Of 179 eligible patients, aged 45 to 64 years, 150 were randomized to (1) a 3-month exercise program (nonsurgery group) or (2) the same as group 1 plus knee arthroscopic surgery within 4 weeks (surgery group). The primary outcome was the change in the Knee Injury and Osteoarthritis Outcome Score (KOOS) subscore of pain between baseline and the 3-year follow-up. Results from the 1-year follow-up have been published previously.

Results:

Both treatment groups improved significantly in the KOOS pain subscore at 3 years’ follow-up in the intention-to-treat and as-treated analyses (P < .001).
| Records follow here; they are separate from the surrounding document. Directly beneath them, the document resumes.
PR #4097, opened 2025-08-20
Draft - Update to Shadow 9.x and configure special task

dondonz:
With the major Shadow 9.x update, the fat JAR didn't seem to get created for jmh. Found that out when our jmh pipeline failed, being unable to find the main class to start the tests

This might be the config to set it right. I'll come back to this later


dondonz:
I will check after this commit is merged, that our performance pipeline completes successfully

dondonz:
Something's still wrong: the result is an empty list. Revert & will investigate

PR #4135, opened 2025-10-11
Memoize ResultPath level

AlexandreCarlton:
In our new `PerLevelDataLoaderDispatchStrategy`, we incorporate the level of the current field (through the `ResultPath`) to detemrine when we should dispatch `DataLoader`s. For:

 - a deep enough level
 - a large number of fields

this can become quite taxing.

To optimise this, we memoize the level by calculating it in the constructor, which should have a negligible cost.


andimarek:
I have the same change on another branch 👍😃

PR #4149, opened 2025-10-23
Avoid List and String allocation in inRightLocation

kilink:
The inRightLocation helper was recently optimized to remove Stream usage, however creation of the intermediary List is not necessary at all, and String allocations can be avoided by using equalsIgnoreCase.

Additionally, make some other methods static where possible.


bbakerman (approved):
Thanks for that

PR #4150, opened 2025-10-24
Fix nullability annotations for mapAndDropNulls

kilink:
ImmutableKit is annotated with NullMarked, but the mapper passed to mapAndDropNulls may return null.


bbakerman (approved):
Thanks

PR #4151, opened 2025-10-24
Optimize GraphqlTypeComparators

kilink:
- Return singleton Comparator from byNameAsc
- Use ImmutableList.sortedCopyOf to avoid extra List allocation in sortTypes


bbakerman (approved):
Thanks

PR #4152, opened 2025-10-24
Improve FpKit.concat, presize collections / maps

kilink:
FpKit.concat now sizes the resulting ArrayLists precisely. Additionally, update some more locations where we can easily presize Maps.


bbakerman (approved):
Thanks

PR #4154, opened 2025-10-26
Fix FpKit.concat parameters

kilink:
Make FpKit.concat parameters contravariant, so that it can be used in more call-sites; update a few such places that didn't work before in various Definition classes.


kilink:
Note: FpKit has this issue with several other methods, can be fixed in a follow up if deemed necessary.

Issue #4179, opened 2025-11-25
DataFetchingEnvironment getDataLoader doesn't match DataLoader signature


ctbarbour:
**Describe the bug**

[`DataFetchingEnvironment.getDataLoader<K, V>()`](https://github.com/graphql-java/graphql-java/blob/ed0791c75c681aa4cc750ca7a359bdb32225c1bd/src/main/java/graphql/schema/DataFetchingEnvironment.java#L241) has type parameters that are implicitly non-null due to [`@NullMarked`](https://github.com/graphql-java/graphql-java/blob/ed0791c75c681aa4cc750ca7a359bdb32225c1bd/src/main/java/graphql/schema/DataFetchingEnvironment.java#L31) but [`DataLoader<K, V extends @Nullable Object>`](https://github.com/graphql-java/java-dataloader/blob/918203c03acb041426171ae8dc672d88174747dd/src/main/java/org/dataloader/DataLoader.java#L72) explicitly allows nullable V. This creates a type mismatch when calling from Kotlin. As of Kotlin 2.1.0, Kotlin compiler treats JSpecify types as null-safe types. 

**To Reproduce**

From Kotlin, attempt to get a DataLoader with a nullable value type:

```kotlin
// Kotlin sees getDataLoader as requiring V : Any
val loader: DataLoader<String, Player?>? = env.getDataLoader("PlayerLoader")
// Error: Type argument is not within its bounds: must be subtype of 'Any'
```

dondonz:
Adding keep open - this should be fixed

bbakerman:
I think this is fixed

https://github.com/graphql-java/graphql-java/commit/28e1e7a96583416c5fd4c594160ac9446701fa9c

https://github.com/graphql-java/graphql-java/pull/4180

I am going to close this

PR #4180, opened 2025-11-25
Getdataloader type bounds

ctbarbour:
The @NullMarked annotation on DataFetchingEnvironment makes type parameters implicitly non-null, but java-dataloader's DataLoader declares V extends @Nullable Object to allow nullable values.

This mismatch prevents Kotlin consumers from expressing nullable value types without unsafe casts when returning CompletableFuture from data fetchers.

Add explicit V extends @Nullable Object bound to match DataLoader's type signature, enabling proper nullability propagation to Kotlin.

https://github.com/graphql-java/graphql-java/issues/4179


bbakerman (approved):
Thanks for this.

Moving to JSpecify is  an interesting exercise because while it "allows for more precise nullability specifications" its only the Kotlin compiler that truly enforces it.  

So this mismatch for example survives a Java compile but not a Kotlin one.

I wonder if we are missing some Java setting that would catch this earlier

The between-group difference for the change in the KOOS pain subscore between baseline and the 3-year follow-up was no longer statistically significant, neither in the intention-to-treat analysis (7.6 points; 95% CI, –0.6 to 15.9; P = .068) nor in the as-treated analysis (5.3 points; 95% CI, –3.1 to 13.8; P = .216). The factorial analysis of the effect of the intervention and age, onset of pain, and mechanical symptoms indicated that older patients improved more, regardless of treatment, and surgery may be more beneficial for patients without mechanical symptoms (as-treated analysis). The effect of the predictive factors on the KOOS pain subscore was uncertain because of the small sample size in the subgroup analyses.

Conclusion:

The benefit of knee arthroscopic surgery, seen at 1 year in middle-aged patients with meniscal symptoms, was diminished at 3 years and was no longer statistically significant.

Clinical Relevance:

Knee arthroscopic surgery may be beneficial for middle-aged patients with meniscal symptoms in addition to an exercise program. Older age and absence of mechanical symptoms should not be contraindications to surgery.